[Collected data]
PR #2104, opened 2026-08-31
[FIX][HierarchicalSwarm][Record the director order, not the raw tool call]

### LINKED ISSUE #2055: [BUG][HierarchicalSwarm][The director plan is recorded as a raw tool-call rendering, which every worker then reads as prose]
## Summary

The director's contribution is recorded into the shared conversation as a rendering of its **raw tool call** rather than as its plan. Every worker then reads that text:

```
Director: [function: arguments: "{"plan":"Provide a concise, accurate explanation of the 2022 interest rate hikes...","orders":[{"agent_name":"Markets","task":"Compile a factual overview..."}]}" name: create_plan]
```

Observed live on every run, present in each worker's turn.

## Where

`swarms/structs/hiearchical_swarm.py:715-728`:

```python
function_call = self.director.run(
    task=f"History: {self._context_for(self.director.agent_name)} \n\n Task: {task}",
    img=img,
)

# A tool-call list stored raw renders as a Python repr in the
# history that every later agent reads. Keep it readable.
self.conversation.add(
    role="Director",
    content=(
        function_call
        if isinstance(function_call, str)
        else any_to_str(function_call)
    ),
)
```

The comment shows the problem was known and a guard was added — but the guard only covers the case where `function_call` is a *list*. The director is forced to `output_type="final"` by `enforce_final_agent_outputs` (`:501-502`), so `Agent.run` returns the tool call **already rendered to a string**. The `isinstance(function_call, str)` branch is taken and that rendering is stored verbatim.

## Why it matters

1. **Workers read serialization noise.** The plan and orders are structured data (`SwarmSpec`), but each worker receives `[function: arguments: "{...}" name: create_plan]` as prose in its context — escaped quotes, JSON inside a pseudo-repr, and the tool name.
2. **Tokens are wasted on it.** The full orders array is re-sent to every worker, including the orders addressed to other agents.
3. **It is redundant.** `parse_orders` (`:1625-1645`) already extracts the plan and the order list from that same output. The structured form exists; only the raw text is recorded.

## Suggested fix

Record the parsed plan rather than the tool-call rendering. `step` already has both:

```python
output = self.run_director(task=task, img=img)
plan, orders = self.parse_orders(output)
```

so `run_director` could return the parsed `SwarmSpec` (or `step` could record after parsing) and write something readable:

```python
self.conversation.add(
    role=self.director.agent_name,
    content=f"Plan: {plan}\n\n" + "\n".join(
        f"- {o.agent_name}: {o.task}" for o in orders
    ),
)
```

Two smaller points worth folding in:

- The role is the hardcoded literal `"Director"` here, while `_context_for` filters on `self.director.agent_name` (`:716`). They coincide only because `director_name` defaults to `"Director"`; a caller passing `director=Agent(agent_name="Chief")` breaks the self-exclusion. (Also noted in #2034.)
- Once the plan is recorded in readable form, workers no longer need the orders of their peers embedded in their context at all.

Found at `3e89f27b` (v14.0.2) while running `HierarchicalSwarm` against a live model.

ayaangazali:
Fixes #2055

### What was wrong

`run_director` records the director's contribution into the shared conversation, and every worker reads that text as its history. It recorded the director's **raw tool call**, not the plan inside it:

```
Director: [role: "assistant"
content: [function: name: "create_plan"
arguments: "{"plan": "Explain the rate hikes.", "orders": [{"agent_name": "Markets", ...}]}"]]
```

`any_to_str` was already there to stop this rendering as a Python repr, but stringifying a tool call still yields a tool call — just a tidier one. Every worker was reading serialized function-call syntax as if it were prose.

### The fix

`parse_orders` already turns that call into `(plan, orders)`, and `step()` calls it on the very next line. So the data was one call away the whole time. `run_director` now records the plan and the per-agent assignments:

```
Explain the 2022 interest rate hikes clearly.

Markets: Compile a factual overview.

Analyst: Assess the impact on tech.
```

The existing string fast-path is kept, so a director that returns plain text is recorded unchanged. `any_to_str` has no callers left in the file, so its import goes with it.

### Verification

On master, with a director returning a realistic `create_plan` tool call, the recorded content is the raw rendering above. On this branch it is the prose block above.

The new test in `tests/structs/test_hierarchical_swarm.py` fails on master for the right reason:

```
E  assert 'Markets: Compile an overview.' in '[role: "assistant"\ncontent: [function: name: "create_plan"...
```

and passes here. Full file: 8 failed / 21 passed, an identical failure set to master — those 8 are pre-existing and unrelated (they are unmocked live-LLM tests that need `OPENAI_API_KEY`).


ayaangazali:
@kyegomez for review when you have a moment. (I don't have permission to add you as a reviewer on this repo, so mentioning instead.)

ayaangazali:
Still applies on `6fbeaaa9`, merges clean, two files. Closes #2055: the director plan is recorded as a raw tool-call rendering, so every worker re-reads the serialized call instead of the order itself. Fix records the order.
* * *
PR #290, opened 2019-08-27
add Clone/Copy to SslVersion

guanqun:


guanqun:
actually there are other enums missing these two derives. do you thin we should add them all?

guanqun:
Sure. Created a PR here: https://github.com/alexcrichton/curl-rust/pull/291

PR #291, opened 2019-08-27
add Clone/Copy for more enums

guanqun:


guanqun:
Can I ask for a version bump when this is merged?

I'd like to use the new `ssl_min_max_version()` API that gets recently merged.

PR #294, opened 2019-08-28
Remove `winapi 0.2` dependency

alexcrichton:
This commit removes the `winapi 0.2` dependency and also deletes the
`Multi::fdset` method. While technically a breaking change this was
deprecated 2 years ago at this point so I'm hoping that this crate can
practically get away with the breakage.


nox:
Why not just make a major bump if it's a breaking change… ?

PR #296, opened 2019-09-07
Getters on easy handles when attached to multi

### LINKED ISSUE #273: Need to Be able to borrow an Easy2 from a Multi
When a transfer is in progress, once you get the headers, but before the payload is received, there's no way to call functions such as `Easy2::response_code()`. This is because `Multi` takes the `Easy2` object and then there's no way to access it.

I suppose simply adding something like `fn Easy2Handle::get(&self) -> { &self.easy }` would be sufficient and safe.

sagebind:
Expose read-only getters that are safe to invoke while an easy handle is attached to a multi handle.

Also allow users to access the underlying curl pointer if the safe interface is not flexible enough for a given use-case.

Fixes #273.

[THE PROBLEM]:
Return only the part of the records above that opens with the line containing "PR #2104, opened 2026-08-31" and closes with the line containing "2. **Tokens are", ends included.

[YOUR RESPONSE]:
PR #2104, opened 2026-08-31
[FIX][HierarchicalSwarm][Record the director order, not the raw tool call]

### LINKED ISSUE #2055: [BUG][HierarchicalSwarm][The director plan is recorded as a raw tool-call rendering, which every worker then reads as prose]
## Summary

The director's contribution is recorded into the shared conversation as a rendering of its **raw tool call** rather than as its plan. Every worker then reads that text:

```
Director: [function: arguments: "{"plan":"Provide a concise, accurate explanation of the 2022 interest rate hikes...","orders":[{"agent_name":"Markets","task":"Compile a factual overview..."}]}" name: create_plan]
```

Observed live on every run, present in each worker's turn.

## Where

`swarms/structs/hiearchical_swarm.py:715-728`:

```python
function_call = self.director.run(
    task=f"History: {self._context_for(self.director.agent_name)} \n\n Task: {task}",
    img=img,
)

# A tool-call list stored raw renders as a Python repr in the
# history that every later agent reads. Keep it readable.
self.conversation.add(
    role="Director",
    content=(
        function_call
        if isinstance(function_call, str)
        else any_to_str(function_call)
    ),
)
```

The comment shows the problem was known and a guard was added — but the guard only covers the case where `function_call` is a *list*. The director is forced to `output_type="final"` by `enforce_final_agent_outputs` (`:501-502`), so `Agent.run` returns the tool call **already rendered to a string**. The `isinstance(function_call, str)` branch is taken and that rendering is stored verbatim.

## Why it matters

1. **Workers read serialization noise.** The plan and orders are structured data (`SwarmSpec`), but each worker receives `[function: arguments: "{...}" name: create_plan]` as prose in its context — escaped quotes, JSON inside a pseudo-repr, and the tool name.
2. **Tokens are wasted on it.** The full orders array is re-sent to every worker, including the orders addressed to other agents.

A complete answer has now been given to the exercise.